EXERCISE DETAILS:
Would you output the entries below only from the line containing "Iterator, Mapping, Sequence" through the line containing "import adapter_names, load_adapter", exactly as they stand and with both ends included?

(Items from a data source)
====

PR #1025, opened 2026-08-09
feat: add hsql, the headless CLI (#524)

### LINKED ISSUE #524: Add `-c`/`-cmd`/`--command` option to run sql command from the command-line

tconbeer:
Part of #524. This is **PR 5** of [the M1 technical plan](https://github.com/tconbeer/harlequin/blob/main/docs/plans/m1-hsql-technical-plan.md) — the command itself, on top of the plumbing that landed in 2.9 (PRs 1–4). It does **not** close #524; PRs 6 (discoverability hints), 7 (docs) and 8 (the eval suite) remain.

A new `hsql` console script, `hsql = "harlequin.hsql:main"`, in four modules:

| module | owns |
| --- | --- |
| `hsql/cli.py` | the click command, two-phase adapter resolution, the run |
| `hsql/output.py` | choosing between `harlequin.layout` and `harlequin.export`, and writing |
| `hsql/diagnostics.py` | everything on stderr, and `ExitCode` |
| `hsql/__init__.py` | `main()` |

It owns no query logic: `harlequin.query` runs the statements, `harlequin.layout` and `harlequin.export` write the results. `harlequin` itself gains nothing — no new flags, no behavior change.

The full M1 surface: `-c`/`-f`/stdin, `-o`, `-F` and the `--csv`/`--json`/`--jsonl`/`--markdown`/`--vertical` shorthands, `-t`/`-A`/`--no-header`/`--null-string`, `-P`, `-a`, `--config-path`, `-l` defaulting to 500, `--result`, `--on-error`, `--color`/`NO_COLOR`, `--stats`, exit codes, truncation notices, plain errors.

The parts that are a contract rather than an implementation:

- **stdout is data; stderr is narration.** Row counts, timings, truncation notices and errors all go to stderr, and an error is one plain line — `hsql: error: ...`, no panel.
- **Exit codes**: 0 ok, 1 query, 2 usage/config, 3 connection, 130 interrupt. (4 is reserved for `--timeout` in M2.)
- **`--limit` defaults to 500 and is the _hard_ limit**, so truncation is knowable only by fetching one row more than we keep — and it is always announced, `-t` included. `-l 0` counts exactly.
- **Deterministic output**: identical bytes whether stdout is a pipe, a file or a terminal, `\n` on every platform, unaffected by `LC_ALL`. Color is off unless asked for.
- **A format that cannot hold two result sets says so and exits 2**, rather than writing a second header into the same csv.

Mostly as §3.6 of the technical plan specifies. The decisions worth a reviewer's attention:

- **`--help` imports no adapter at all.** It lists the adapter-agnostic surface, the formats, the exit codes and the _names_ of what is installed, and points at `hsql --help -a <adapter>`. A first pass parses `-a`/`-P`/`--config-path` with a throwaway resilient parser to name the one adapter in play; a second builds the real command with only that adapter's options. Measured on the CI-ish container: `hsql --help` 147ms, `hsql -c "select 1"` against DuckDB 403ms, and `harlequin.hsql.cli` imports in 113ms with no Textual and no pyarrow (`harlequin.query` is deferred into the callback).
- **hsql's own flags win a collision** with an adapter's short alias — `_adapter_params` strips the colliding spelling rather than letting a plug-in shadow a documented flag. It stays visible in `hsql --help -a <adapter>`. Nothing installed collides today; a future adapter declaring `-c` or `-f` would.
- **A shared profile's `limit` applies.** Config discovery, profiles and precedence are identical to the IDE's, so a profile with `limit = 100000` gives `hsql` a hard 100k fetch. `-l` overrides it. The alternative — ignoring the key because the two commands mean different things by it — breaks "profiles supply defaults", so I kept it and called it out in the changelog instead.
- **IDE-only profile keys are dropped** (`theme`, `keymap_name`, `show_files`, `show_s3`, `locale`, `no_download_tzdata`) rather than handed to the adapter as options it never declared. `locale` especially: `hsql` must not call `set_locale()`, or output would vary with `LC_ALL`.
- **Bare `hsql` exits 2 with the help on stderr.** That is click 8.3's `no_args_is_help`, and I kept it deliberately: help on stdout would let `hsql | …` carry help text where data belongs.
- **`-c` and `-f` run in the order the options appear.** click hands a repeatable option all of its values at once, so ordering is by each option's first appearance — `-f setup.sql -c "select …"` works, and alternating between the two (`-c A -f X -c B`) is the one lossy case.
- **`-o PATH` goes through the same binary stream stdout does**, rather than handing duckdb the path. It costs a temp-file copy on a large export; it buys the `-o PATH` == `> PATH` property by construction, and it is what lets `jsonl` hold several result sets in one file.

One change outside PR 5's brief: **`harlequin.exception` no longer imports `rich` at module scope.** It is on every headless path via `harlequin.config`, and `hsql --help` was paying ~20ms for a panel it never draws.

Two guards, because the boundary is the point of shipping this as a second command: a new import-linter contract (`hsql does not reach the TUI`) that fails if `harlequin.hsql` ever reaches Textual, questionary, sqlfmt or `harlequin.cli`, and `test_import_hygiene.py` proving it at run time in a subprocess.

**Not in this PR**, per §7 of the plan: `--read-only`, `--timeout`, `--dry-run`, `--single-transaction`, every subcommand, and streaming. Also worth noting for release time: `packaging/hsql/README.md` still says the command isn't here yet — true until the release that ships it, at which point the metapackage wants a dependency bump and a republish.

- [ ] No.
- [x] Yes; I haven't opened a PR. The "Headless & Agents" topic is PR 7 of the M1 plan and lands separately. It needs: the flag reference, the format table, the exit-code table, a "differences from psql" note, and one sentence on `--limit` meaning a soft display cap in the IDE and a hard fetch limit here.

- [x] Yes. `tests/unit_tests/test_hsql.py`, 109 tests: the psql flag algebra, every format, `-tAc` returning a bare number, stdout purity (identical bytes with and without `--stats`; a query error leaves stdout completely empty), truncation under/at/over the limit on both bundled adapters, `--result` and the multi-result-set error, `--on-error`, `-o PATH` vs `> PATH` byte-for-byte, profiles, the exit-code mapping, and — in real subprocesses — LF on every platform, no variation under `LC_ALL=de_DE.UTF-8`, and no variation between a pipe and a file.

---
_Generated by [Claude Code](https://claude.ai/code/session_01AdZHNXduKLEvFjNAxo3Swd)_

### DIFF
--- a/src/harlequin/hsql/cli.py
+++ b/src/harlequin/hsql/cli.py
@@ -1,0 +1,741 @@
+"""The `hsql` command: run SQL against any Harlequin adapter, and exit.
+
+Two-phase parsing is what keeps start-up cheap. The first pass reads `-a`, `-P`
+and `--config-path` well enough to name the one adapter an invocation will use,
+without importing any of them; the second builds the real command with that
+adapter's connection options on it. An invocation only ever uses one adapter,
+so for execution this is not a compromise.
+
+`--help` is the exception, and works the other way round: with no adapter named
+it renders the adapter-agnostic surface plus the *names* of what is installed,
+importing nothing at all. `hsql --help -a postgres` imports postgres alone.
+That keeps the first thing a caller reads small and stable, and keeps it true
+for every adapter rather than for whichever one is the default.
+"""
+
+from __future__ import annotations
+
+import contextlib
+import os
+import sys
+import time
+from dataclasses import dataclass, field
+from pathlib import Path
+from typing import TYPE_CHECKING, Any, BinaryIO, Iterator, Mapping, Sequence
+
+import click
+
+from harlequin.config import get_config_for_profile, merge_profile_with_cli
+from harlequin.exception import (
+    HarlequinConfigError,
+    HarlequinConnectionError,
+    HarlequinError,
+)
+from harlequin.hsql import diagnostics, output
+from harlequin.hsql.diagnostics import ExitCode
+from harlequin.plugins import adapter_names, load_adapter
+
+if TYPE_CHECKING:
+    from harlequin.adapter import HarlequinAdapter, HarlequinConnection
+    from harlequin.layout import LayoutOptions
+    from harlequin.query import ExecutedStatement, OnError, RowLimit
+    from harlequin.statements import Statement
+
+PROGRAM = "hsql"
+
+# Repeated from harlequin.cli rather than imported: that module builds the IDE's
+# command and reaches the app, the config wizard and the keymap editor with it.
+DEFAULT_ADAPTER = "duckdb"
+
+DEFAULT_FORMAT = "table"
+
+DEFAULT_LIMIT = 500
+"""Small on purpose. The IDE's 100,000 is right for a viewport and wrong here.
+
+`hsql -l` is also the *hard* limit -- `cursor.set_limit()`, so fewer rows leave
+the database -- where the IDE's is a soft cap over a full fetch. Same spelling,
+different promise, and the docs say so.
+"""
+
+SHORTHANDS = {
+    "csv": "csv",
+    "json": "json",
+    "jsonl": "jsonl",
+    "markdown": "markdown",
+    "vertical": "vertical",
+}
+"""`--csv` and friends, as flags, spelling the `-F` they stand for."""
+
+TUI_ONLY_KEYS = (
+    "theme",
+    "keymap_name",
+    "show_files",
+    "show_s3",
+    "locale",
+    "no_download_tzdata",
+)
+"""Profile keys that belong to the IDE.
+
+A profile is shared between the two commands, so a profile written for the IDE
+has to work here -- these are dropped rather than handed to the adapter as
+options it never declared. `locale` in particular is one hsql must ignore: the
+IDE sets it to group digits for a human, and output that varied with `LC_ALL`
+would be output a caller could not predict.
+"""
+
+SOURCES = f"{__name__}.sources"
+"""Context key under which `-c` and `-f` record themselves, in order."""
+
+
+def build_cli(args: Sequence[str] | None = None) -> click.Command:
+    """Build the hsql command, importing at most one adapter to do it."""
+    argv = list(args) if args is not None else sys.argv[1:]
+    adapter_name, wants_help = _preflight(argv)
+    installed = adapter_names()
+
+    adapter_cls: type[HarlequinAdapter] | None = None
+    adapter_error: HarlequinConfigError | None = None
+    if adapter_name is not None:
+        try:
+            adapter_cls = load_adapter(adapter_name)
+        except HarlequinConfigError as e:
+            adapter_error = e
+
+    @click.command(
+        name=PROGRAM,
+        no_args_is_help=True,
+        epilog=_epilog(installed, adapter_name),
+    )
+    @click.version_option(package_name="harlequin", prog_name=PROGRAM)
+    @click.argument("conn_str", nargs=-1)
+    @click.option(
+        "-c",
+        "--command",
+        multiple=True,
+        callback=_record_source,
+        help="Execute SQL. Repeatable.",
+    )
+    @click.option(
+        "-f",
+        "--file",
+        multiple=True,
+        callback=_record_source,
+        metavar="PATH",
+        help="Execute SQL from a file, or from stdin for `-`. Repeatable.",
+    )
+    @click.option(
+        "-o",
+        "--output",
+        type=click.Path(dir_okay=False, path_type=Path),
+        metavar="PATH",
+        help="Write results to PATH instead of stdout.",
+    )
+    @click.option(
+        "-F",
+        "--format",
+        default=DEFAULT_FORMAT,
+        show_default=True,
+        metavar="NAME",
+        type=click.Choice(output.format_names(), case_sensitive=False),
+        help="Output format. See below for the list.",
+    )
+    @click.option("--csv", is_flag=True, help="Shorthand for -F csv.")
+    @click.option("--json", is_flag=True, help="Shorthand for -F json.")
+    @click.option("--jsonl", is_flag=True, help="Shorthand for -F jsonl.")
+    @click.option("--markdown", is_flag=True, help="Shorthand for -F markdown.")
+    @click.option("--vertical", is_flag=True, help="Shorthand for -F vertical.")
+    @click.option(
+        "-t",
+        "--tuples-only",
+        is_flag=True,
+        help="Rows only: no header, no footer. As in psql.",
+    )
+    @click.option(
+        "-A", "--no-align", is_flag=True, help="Unaligned output. As in psql."
+    )
+    @click.option(
+        "--no-header", is_flag=True, help="Omit the header row, keeping other chrome."
+    )
+    @click.option(
+        "--null-string",
+        metavar="TEXT",
+        help="Render NULL as TEXT. Defaults to NULL for text formats, empty for csv.",
+    )
+    @click.option(
+        "-P",
+        "--profile",
+        help=(
+            "Load a profile from an available config file. Options passed here take "
+            "precedence over the profile's. Use the profile named None for "
+            "Harlequin's defaults instead of the config file's default profile."
+        ),
+    )
+    @click.option(
+        "-a",
+        "--adapter",
+        default=DEFAULT_ADAPTER,
+        show_default=True,
+        metavar="NAME",
+        type=click.Choice(installed, case_sensitive=False),
+        help="The installed adapter plug-in to connect with.",
+    )
+    @click.option(
+        "--config-path",
+        type=click.Path(exists=True, dir_okay=False, resolve_path=True, path_type=Path),
+        envvar="HARLEQUIN_CONFIG_PATH",
+        show_envvar=True,
+        metavar="PATH",
+        help="Read this config file instead of the ones hsql discovers.",
+    )
+    @click.option(
+        "-l",
+        "--limit",
+        default=DEFAULT_LIMIT,
+        show_default=True,
+        metavar="N",
+        type=click.IntRange(min=0),
+        help="Maximum rows per result set. 0 for no limit.",
+    )
+    @click.option(
+        "--result",
+        default="all",
+        show_default=True,
+        metavar="all|last|N",
+        help="Which result set(s) to emit.",
+    )
+    @click.option(
+        "--on-error",
+        default="stop",
+        show_default=True,
+        type=click.Choice(["stop", "continue"]),
+        help="What to do when a statement fails.",
+    )
+    @click.option(
+        "--stats", is_flag=True, help="Write a one-line JSON summary to stderr."
+    )
+    @click.option(
+        "--color",
+        default="never",
+        show_default=True,
+        type=click.Choice(["auto", "always", "never"]),
+        help="Color text output. `auto` follows the terminal and NO_COLOR.",
+    )
+    @click.pass_context
+    def inner_cli(
+        ctx: click.Context,
+        profile: str | None,
+        config_path: Path | None,
+        **kwargs: Any,
+    ) -> None:
+        """Execute SQL and exit.
+
+        CONN_STR: one or more connection strings, or paths to local db files.
+        """
+        if adapter_error is not None:
+            diagnostics.report_error(adapter_error)
+            ctx.exit(ExitCode.USAGE)
+
+        try:
+            config, _ = get_config_for_profile(
+                config_path=config_path, profile_name=profile
+            )
+        except HarlequinConfigError as e:
+            diagnostics.report_error(e)
+            ctx.exit(ExitCode.USAGE)
+
+        explicitly_set = {
+            k
+            for k in kwargs
+            if ctx.get_parameter_source(k) != click.core.ParameterSource.DEFAULT
+        }
+        values: dict[str, Any] = dict(
+            merge_profile_with_cli(
+                profile=config, cli_values=kwargs, explicitly_set=explicitly_set
+            )
+        )
+        for key in TUI_ONLY_KEYS:
+            values.pop(key, None)
+
+        # every key hsql owns comes off here; whatever is left is the adapter's
+        conn_str: Sequence[str] | str = values.pop("conn_str", tuple())
+        if isinstance(conn_str, str):
+            conn_str = (conn_str,)
+        adapter: str = values.pop("adapter", DEFAULT_ADAPTER)
+        destination: Path | None = values.pop("output", None)
+        result_spec: str = str(values.pop("result", "all"))
+        raw_on_error = str(values.pop("on_error", "stop"))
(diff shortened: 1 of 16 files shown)


src/harlequin/hsql/cli.py
```diff
@@ -0,0 +1,741 @@
...
+    from harlequin.adapter import HarlequinAdapter, HarlequinConnection
+    from harlequin.layout import LayoutOptions
+    from harlequin.query import ExecutedStatement, OnError, RowLimit
+    from harlequin.statements import Statement
+
+PROGRAM = "hsql"
+
+# Repeated from harlequin.cli rather than imported: that module builds the IDE's
+# command and reaches the app, the config wizard and the keymap editor with it.
+DEFAULT_ADAPTER = "duckdb"
```
tconbeer: Maybe this should be in harlequin.config instead, and also imported by the TUI?

src/harlequin/hsql/cli.py
```diff
@@ -0,0 +1,741 @@
...
+SHORTHANDS = {
+    "csv": "csv",
+    "json": "json",
+    "jsonl": "jsonl",
+    "markdown": "markdown",
+    "vertical": "vertical",
+}
+"""`--csv` and friends, as flags, spelling the `-F` they stand for."""
+
+TUI_ONLY_KEYS = (
```
tconbeer: Could this also fit in the config module?

src/harlequin/hsql/cli.py
```diff
@@ -0,0 +1,741 @@
...
+would be output a caller could not predict.
+"""
+
+SOURCES = f"{__name__}.sources"
+"""Context key under which `-c` and `-f` record themselves, in order."""
+
+
+def build_cli(args: Sequence[str] | None = None) -> click.Command:
+    """Build the hsql command, importing at most one adapter to do it."""
+    argv = list(args) if args is not None else sys.argv[1:]
```
tconbeer: When would sys.argv[1:] not be empty if args is None? Best to just default to [] for args is None?

src/harlequin/hsql/cli.py
```diff
@@ -0,0 +1,741 @@
...
+            ctx.exit(ExitCode.USAGE)
+
+        connection: HarlequinConnection
+        try:
+            connection = adapter_instance.connect()
+        except HarlequinConnectionError as e:
+            diagnostics.report_error(e)
+            ctx.exit(ExitCode.CONNECTION)
+
+        run_started = time.monotonic()
```
tconbeer: Should this be automated in _Run?

src/harlequin/hsql/cli.py
```diff
@@ -0,0 +1,741 @@
...
+
+
+def _preflight(args: Sequence[str]) -> tuple[str | None, bool]:
+    """Name the adapter an invocation will use, importing none of them.
+
+    Best-effort by design: a config file it cannot read is not reported here,
+    because the real parse is about to read the same file and has somewhere to
+    report it. All this decides is whose connection options get attached.
+    """
+    wants_help = not args or "--help" in args
```
tconbeer: Can't we use click's parser for this also? Shouldn't -h etc want help?

src/harlequin/hsql/cli.py
```diff
@@ -0,0 +1,741 @@
...
+    name: str | None = ctx.params.get("adapter")
+    if name is None:
+        with contextlib.suppress(HarlequinConfigError, OSError):
+            found, _ = get_config_for_profile(
+                config_path=ctx.params.get("config_path"),
+                profile_name=ctx.params.get("profile"),
+            )
+            name = found.get("adapter")
+
+    installed = {n.lower(): n for n in adapter_names()}
```
tconbeer: Better to pass this in as an arg, so the cli command only builds this list once. Easier to test too

src/harlequin/hsql/cli.py
```diff
@@ -0,0 +1,741 @@
...
+        allow_extra_args=True,
+        allow_interspersed_args=True,
+    )
+    with contextlib.suppress(click.ClickException, ValueError):
+        probe.parse_args(ctx, list(args))
+
+    name: str | None = ctx.params.get("adapter")
+    if name is None:
+        with contextlib.suppress(HarlequinConfigError, OSError):
+            found, _ = get_config_for_profile(
```
tconbeer: Can we only do this once instead of loading in preflight and loading again later?

src/harlequin/hsql/cli.py
```diff
@@ -0,0 +1,741 @@
...
+        return installed.get(str(name).lower()), wants_help
+    if wants_help:
+        return None, wants_help
+    return installed.get(DEFAULT_ADAPTER), wants_help
+
+
+def _adapter_params(
+    adapter_cls: type[HarlequinAdapter], reserved: set[str], taken: set[str]
+) -> list[click.Parameter]:
+    """One adapter's connection options, as click parameters.
```
tconbeer: I like this idea but I do not like the implementation. Maybe each option should grow a method or property to make this simpler?

src/harlequin/hsql/cli.py
```diff
@@ -0,0 +1,741 @@
...
+
+    The default is `never`, so the bytes do not depend on what stdout happens
+    to be. `auto` opts into that dependence, and honors NO_COLOR; `always` is
+    the caller saying they meant it. A file never gets escapes either way.
+    """
+    if destination is not None or when == "never":
+        return False
+    if when == "always":
+        return True
+    return sys.stdout.isatty() and not os.environ.get("NO_COLOR")
```
tconbeer: os.getenv() is nicer.

tests/unit_tests/test_hsql.py
```diff
@@ -0,0 +1,602 @@
...
+
+@pytest.fixture(autouse=True)
+def no_discovered_config(monkeypatch: pytest.MonkeyPatch) -> None:
+    """Keep the machine running the tests out of them.
+
+    Config discovery walks the home directory and the cwd, so without this a
+    developer's own `.harlequin.toml` decides what these assert.
+    """
+    for search in ("_search_home", "_search_config", "_search_cwd"):
+        monkeypatch.setattr(f"harlequin.config.{search}", list)
```
tconbeer: I think there is a better way to do this in the harlequin test_cli module and functional tests. Let's unify to one approach.

tests/unit_tests/test_hsql.py
```diff
@@ -0,0 +1,602 @@
...
+)
+"""Ten rows, in a spelling both bundled adapters accept."""
+
+LAYOUTS = ["table", "markdown", "md", "vertical"]
+TEXT_FILES = ["csv", "tsv", "json", "jsonl", "ndjson"]
+BINARY_FILES = ["parquet", "orc", "arrow"]
+FILE_FORMATS = TEXT_FILES + BINARY_FILES
+
+# the console script's entry point, for the assertions that need a real process
+HSQL_MAIN = (
```
tconbeer: This is gross. Only use the Click CLI runner. Tests that need to inspect something else aren't testing the CLI they are testing output.py etc.

src/harlequin/hsql/cli.py
tconbeer: `sys.argv[1:]` is never empty here in practice — `args=None` *is* the production path. `main()` calls `build_cli()` with nothing, and the preflight needs the real argv to find `-a`/`-P` and decide whose connection options go on the command. Defaulting to `[]` would make `hsql -a postgres --host db.internal` fail with "No such option: --host", because no adapter would ever be loaded.

But you're right that the line reads backwards from that — it looks defensive when it's load-bearing. Fixed by removing the default entirely: `build_cli(argv)` is now required, and `main()` hands the same list to it and to click.

```python
argv = sys.argv[1:]
code = build_cli(argv).main(args=argv, prog_name=PROGRAM, standalone_mode=False)
```

One behavior, no branch, and it closes a bug class I'd left open: before this, a caller could pass one set of args to `build_cli()` and a different set to `.main()`, and the command would be built for one invocation and parse another.

---

src/harlequin/hsql/cli.py
tconbeer: Split these two, because I did the first and deliberately didn't do the second.

**click's parser: yes.** The probe now declares `--help` as a plain (non-eager) flag, so it's parsed rather than string-matched:

```python
click.Option(["--help"], is_flag=True),
...
wants_help = not argv or bool(ctx.params.get("help"))
```

**`-h`: I'd rather not, and it's not really about help.** `-h` is `--host` in psql, and both adapters that declare it here agree — `harlequin-postgres` and `harlequin-mysql` each ship `-h` for their host option. Since hsql's own flags win a collision, claiming `-h` would silently strip it from both, and `hsql --help -a postgres` would stop showing the spelling every postgres user has in their fingers. Given hsql's whole positioning is "be boring and psql-shaped," taking psql's `--host` flag for something else seems like the wrong trade.

Verified on the branch — postgres keeps it:

```
$ hsql --help -a postgres
  -h, --host TEXT                 Specifies the host name of the machine on ...
```

psql's own answer for a short help flag is `-?`, which we could add cheaply if you want one; it's awkward to type in zsh without quoting, which is why I left it out rather than picked it. Pinned either way now, so the decision doesn't drift:

```python
def test_hsql_does_not_claim_dash_h() -> None:
    ...
    assert "--help" in opts
    assert "-h" not in opts
```

---

src/harlequin/hsql/cli.py
tconbeer: Agreed on the implementation, and it turned out not to need anything new on `AbstractOption`.

The ugly part was building a throwaway function just to harvest `__click_params__` off it. But `to_click()` already appends straight to a `Command` — that's what `harlequin.cli` does — so the options can go on the real command and the collision fixup becomes a slice of `cmd.params`:

```python
def _attach_adapter_options(cmd: click.Command, adapter_cls) -> None:
    reserved = {opt for param in cmd.params for opt in param.opts}
    taken = {param.name for param in cmd.params}
    first = len(cmd.params)

    for option in adapter_cls.ADAPTER_OPTIONS or []:
        option.to_click()(cmd)

    for param in cmd.params[first:]:
        param.opts = [opt for opt in param.opts if opt not in reserved]
        param.secondary_opts = [...]
    cmd.params[first:] = [p for p in cmd.params[first:] if p.opts and p.name not in taken]
```

No stub, no `reversed()`, no `__click_params__`, and `_adapter_params` is gone.

I did try the version you suggested first — a `to_click_parameter()` on `AbstractOption` returning a `click.Option` directly. The problem is that doing it *properly* means making the decls/attrs the abstract member instead of `to_click()`, and `to_click()` is currently the abstract method every out-of-tree option class implements. Any adapter that subclasses `AbstractOption` rather than using the five built-ins would stop being instantiable. Doing it *improperly* means the same stub-harvesting trick, just relocated. Since the call site gets clean without either, I'd rather not spend public API on it — but say the word if you want the method for other reasons and I'll add it the non-breaking way.

Now covered by a test that pins all three behaviors — colliding short dropped, whole option dropped when hsql owns its only spelling, non-colliding untouched.

---

tests/unit_tests/test_hsql.py
tconbeer: Agreed — there were three approaches, and now there's one: `no_discovered_config` in `tests/conftest.py`. `mock_config_loader` (functional conftest) and `mock_empty_config` (test_cli) keep their names and become thin wrappers over it, so the 12 existing call sites and `test_keys_app`'s override of the first are untouched.

I unified on *this* module's seam rather than test_cli's, and it's worth saying why, since it's the opposite direction from what you might have expected:

- **`harlequin.cli.get_config_for_profile`** (what test_cli and the functional conftest patched) can't unify by construction — it patches one module's imported name, so it never reaches `harlequin.hsql.cli`, which imports the same function into its own namespace. Any second command needs a second patch.
- **`harlequin.config.load_config`** does reach both, but it breaks `--config-path`: stub it out and an explicitly passed config file is ignored too, which kills `test_the_default_profile_applies` and the other profile tests here.
- **The three `_search_*` functions** are the only seam that both commands go through *and* that leaves an explicit `--config-path` working. It's also the most faithful statement of what the tests actually want — "pretend this machine has no config files" — rather than "pretend config loading returns nothing."

Side benefit: `test_config_path` and `test_config_path_fron_env` in test_cli were relying on real discovery being harmless, so they'd have picked up a developer's `~/.harlequin.toml`. They're hermetic now.

`mock_load_config` stays as-is — supplying a specific config is a different job from removing discovery, and it's the right tool for that one.

---

tests/unit_tests/test_hsql.py
tconbeer: Fair, and the diagnosis is the useful part: those three weren't testing the CLI. Gone, along with `HSQL_MAIN` and `run_hsql` — test_hsql.py is now nothing but the click runner. Each property went where it belongs:

- **`test_output_is_lf_on_every_platform`** → already covered. `test_golden_formats.py` snapshots the bytes of every format, and `.gitattributes` pins `tests/**/__snapshots__/**` to `eol=lf` so a Windows checkout can't quietly rewrite what they assert. The subprocess test was a weaker restatement of that.
- **`test_output_does_not_vary_with_the_locale`** → an import-linter contract. What actually has to be true is "hsql never calls `set_locale()`", so `harlequin.locale_manager` joins the forbidden list for `harlequin.hsql`. That fails identically on every machine, where a subprocess with `LC_ALL=de_DE.UTF-8` set was circumstantial and silently vacuous on any runner without that locale generated — which is most CI images.
- **`test_output_does_not_vary_with_a_pipe`** → `test_output_file_and_redirect_agree` covers it in-process, and both go through the same `click.get_binary_stream("stdout")` anyway.

The one surviving subprocess test is genuinely about imports — that building `hsql --help` loads no adapter — so it moved to `test_import_hygiene.py` and uses that module's existing `run_python` fixture rather than a second way of spawning an interpreter.

---

tconbeer:
All eleven addressed, in `6b8145e` (source) and `c2d5461` (tests). Replied inline on the five with a decision in them; the other six were done as asked:

- `DEFAULT_ADAPTER` and `TUI_ONLY_KEYS` → `harlequin.config`, next to the `Profile` schema they describe. `harlequin.cli` imports the first rather than declaring its own copy.
- The profile is read **once**: `_preflight` returns it alongside the adapter name and any error it hit, and the callback reports that error where there's an exit code to report it with. Pinned by a test that counts `load_config` calls.
- `_preflight` takes the installed adapter names instead of asking for them a second time.
- `_Run` owns its clock and derives `elapsed_ms`, `status` and `exit_code`.
- `os.getenv`.

`make check` is green: ruff, mypy, `lint-imports` 4/4, 559 passed / 6 skipped / 1 xfailed on 3.10, plus the py12 run.

Two things worth your eye, both explained inline: I did **not** add `-h` for help (postgres and mysql both declare it for `--host`, and hsql's flags win collisions, so claiming it would strip theirs), and I did **not** add a method to `AbstractOption` — attaching the adapter's options to the real command instead of a stub function made the call site clean without spending public API.

---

====

ANSWER TO THIS PROBLEM:
+from typing import TYPE_CHECKING, Any, BinaryIO, Iterator, Mapping, Sequence
+
+import click
+
+from harlequin.config import get_config_for_profile, merge_profile_with_cli
+from harlequin.exception import (
+    HarlequinConfigError,
+    HarlequinConnectionError,
+    HarlequinError,
+)
+from harlequin.hsql import diagnostics, output
+from harlequin.hsql.diagnostics import ExitCode
+from harlequin.plugins import adapter_names, load_adapter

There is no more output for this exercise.